Your mission
You will join our Infrastructure Operations Team and help Tupl to monitor and maintain our big data automation platform within specific customer projects. Right now, Tupl is focused on creating use cases in the telecom segment, so telecom experience is always a plus. The basic job duties for you are handling initial response and resolution for infrastructure-related issues. Your responsibilities are centered on monitoring, basic troubleshooting, and escalation.
1. Monitoring and Incident Detection
1. Monitoring and Incident Detection
- Continuous Monitoring: Use monitoring tools, like Prometheus, to track system performance, network health, and server availability.
- Alert Response: Acknowledge and respond to alerts for servers, storage, network devices, or cloud services.
- Log Reviews: Check system logs to identify anomalies and document findings.
- System Reboots: Restart services, servers, or systems as required.
- Password Resets: Assist users with account and access issues.
- Disk Management: Monitor disk usage and clear space where applicable.
- Service Restarts: Restart applications or services based on documented procedures.
- Ticket Handling: Manage and respond to tickets in JIRA/Opsgenie.
- User Requests: Fulfill simple requests, such as provisioning a user or granting permissions.
- Incident Documentation: Maintain logs of incidents, resolutions, and steps taken.
- Daily Reports: Provide regular reports on system health, resolved incidents, and escalations.
- Determine Severity: Assess incidents to decide if they need to be escalated to L2 or L3 teams.

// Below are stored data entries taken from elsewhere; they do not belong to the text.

Issue #5295, opened 2020-12-22
ChartLegendTooltip shown with no data


dlabrecq:
The `ChartLegendTooltip` may be shown incorrectly when there is no visible data for a given coordinate. 

In the example below, all but one legend item is active. When the user hovers over the chart, in an area with no visible data, only the tooltip title is shown. In this case, the flyout's height and width were not set because there were no active and visible data series. 

Note that we calculate the tooltip height and width based on the datum text length and visible legend label. Ideally, the tooltip would not be shown at all for this scenario.

![before](https://user-images.githubusercontent.com/17481322/102923930-9a396780-445e-11eb-951a-2d4a20034000.gif)

dlabrecq:
In Cost Management, we work around this by providing a null value for missing / unavailable data. That way, we can return a "no data" string to display in the tooltip instead.

![final](https://user-images.githubusercontent.com/17481322/102939399-37ef5f80-447c-11eb-80ec-604c5d5f4a32.gif)

PR #5296, opened 2020-12-22
fix(charts): ChartLegendTooltip shown with no data

dlabrecq:
The ChartLegendTooltip may be shown incorrectly when there is no visible data for a given coordinate.

In the "before" example below, all but one data series / legend item is active. When the user hovers over the chart, in an area with no visible data, only the tooltip title is shown because there is no data / legend labels to display here. The tooltip should not be shown at all for this scenario.

Fixes https://github.com/patternfly/patternfly-react/issues/5295

**Before**
before

**After**
after


ddonahue007 (dismissed):
LGTM

redallen:
Merge conflicts in `chart-tooltip.ts`.

dlabrecq:
Fixed the merge conflict

redallen (approved):
Nice fix!

ddonahue007 (approved):
LGTM

PR #7282, opened 2022-04-21
Add correct types for class components using context API

jonkoops:
In React 18 the default type for `context` is `unknown`, meaning that unless proper types are added the build will fail. This adds the correct types to these contexts when used in class component.

Needed to land #7142.


jenny-s51 (commented):
LGTM, modified components render and function as expected

wise-king-sullyman (approved):

kmcfaul (approved):

tlabaj (approved):
lgtm

PR #7284, opened 2022-04-21
fix(DataListCheck): revert checked prop

### LINKED ISSUE #7283: Bug - DataListCheck - checked prop needs to be reverted
**Describe the problem**
The DataListCheck component fix introduced in #7163 introduced an issue when trying to use the `checked` prop with a controlled DataListCheck component. The component needs to be reverted to before this fix was merged.

Provide steps to reproduce. A [codesandbox](https://codesandbox.io/s/serverless-cherry-q9t3f ) demonstrating the problem is appreciated.

**Expected behavior**
A clear and concise description of the expected behavior.

List the workaround if there is one.

**Screenshots**
If applicable, add screenshots to help explain the issue.

**What is your environment?**

**Any other information?**

thatblindgeye:
**What**: Closes #7283 

This PR somewhat reverts the component to before PR #7163 while retaining the `defaultChecked` behavior.

**Additional issues**:

### DIFF
--- a/packages/react-core/src/components/DataList/DataListCheck.tsx
+++ b/packages/react-core/src/components/DataList/DataListCheck.tsx
@@ -9,10 +9,15 @@ export interface DataListCheckProps extends Omit<React.HTMLProps<HTMLInputElemen
   isValid?: boolean;
   /** Flag to show if the DataList checkbox is disabled */
   isDisabled?: boolean;
-  /** Flag to show if the DataList checkbox is checked when it is controlled by React state. Both isChecked and checked are valid.
+  /** Flag to show if the DataList checkbox is checked when it is controlled by React state. Both isChecked and checked are valid,
+   * but only use one.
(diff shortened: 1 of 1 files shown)


nicolethoen:
I just want to be sure that if someone was using a prop thinking it was setting the defaultChecked attribute, that it will still work as before in those cases.

thatblindgeye:
> I just want to be sure that if someone was using a prop thinking it was setting the defaultChecked attribute, that it will still work as before in those cases.

If someone has started using the `checked` prop to set the defaultChecked attribute since the previous PR was merged, this revert could cause an initial issue if the `defaultChecked` prop isn't used instead. I think if anyone was trying to use `checked` to set the defaultChecked attribute prior to that, it wouldn't have been working as intended.

tlabaj (commented):
LGTM!  Thanks for making the change.

kmcfaul (approved):

tlabaj (approved):

PR #7285, opened 2022-04-21
feat(divider): add support for switching orientation at various breakpoints

### LINKED ISSUE #7225: Divider - add breakpoint support for horizontal/vertical change
Extends core work done in https://github.com/patternfly/patternfly/pull/4765

jenny-s51:
**What**: Closes #7225


packages/react-core/src/components/Divider/Divider.tsx
```diff
@@ -25,13 +25,22 @@ export interface DividerProps extends React.HTMLProps<HTMLElement> {
     xl?: 'insetNone' | 'insetXs' | 'insetSm' | 'insetMd' | 'insetLg' | 'insetXl' | 'inset2xl' | 'inset3xl';
     '2xl'?: 'insetNone' | 'insetXs' | 'insetSm' | 'insetMd' | 'insetLg' | 'insetXl' | 'inset2xl' | 'inset3xl';
   };
+  /** Indicates how the divider will display at various breakpoints. */
+  orientation?: {
```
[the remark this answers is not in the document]
mcoker: @tlabaj yep, that would be inline with how we handle these breakpoint modifiers in other components.

mcoker (changes requested):
LGTM! Though I agree with @tlabaj, we should just use this instead of `isVertical` in the examples and plan to remove that prop in our next breaking change release.

mcarrano (approved):
Looks fine from my perspective

jenny-s51 (commented):
Thank you @tlabaj @mcoker @mcarrano ! 

I've added `default` to the `orientation` prop, and updated the `isVertical` description to reflect that it is now deprecated. 

I've also updated the vertical demos to use `orientation`.

tlabaj:
@jenny-s51 I opened #7325 to remove deprecated prop when we have breaking change.

tlabaj (approved):
LGTM

packages/react-core/src/components/Divider/Divider.tsx
```diff
@@ -25,13 +25,23 @@ export interface DividerProps extends React.HTMLProps<HTMLElement> {
...
+    '2xl'?: 'vertical' | 'horizontal';
+  };
 }
 
 export const Divider: React.FunctionComponent<DividerProps> = ({
   className,
   component = DividerVariant.hr,
   isVertical = false,
   inset,
+  orientation,
```
nicolethoen, line 44: can we or should we set the default orientation alongside the other default props? Before, `isVertical` defaulted to false.

packages/react-core/src/components/Divider/Divider.tsx
```diff
@@ -25,13 +25,23 @@ export interface DividerProps extends React.HTMLProps<HTMLElement> {
     xl?: 'insetNone' | 'insetXs' | 'insetSm' | 'insetMd' | 'insetLg' | 'insetXl' | 'inset2xl' | 'inset3xl';
     '2xl'?: 'insetNone' | 'insetXs' | 'insetSm' | 'insetMd' | 'insetLg' | 'insetXl' | 'inset2xl' | 'inset3xl';
   };
+  /** Indicates how the divider will display at various breakpoints. Vertical divider must be in a flex layout. */
```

- Follow Escalation Path: Work closely with higher-level teams and provide all relevant information for effective troubleshooting.
- Scheduled Checks: Perform routine checks on backups, disk health, and CPU/memory utilization.
- Patching: Maintaining and Patching infrastructure for different clients, and our own datacenter
- Cloud Monitoring: Track uptime and performance in AWS, Azure, or GCP environments.
- Virtualization Support: Monitor hypervisors (e.g., VMware, Hyper-V) for performance issues.
- Networking: Respond to basic network outages or connectivity problems.
- Status Updates: Provide regular updates to stakeholders or clients on the status of incidents.
- Handovers: Ensure smooth transition of responsibilities between shifts with clear documentation.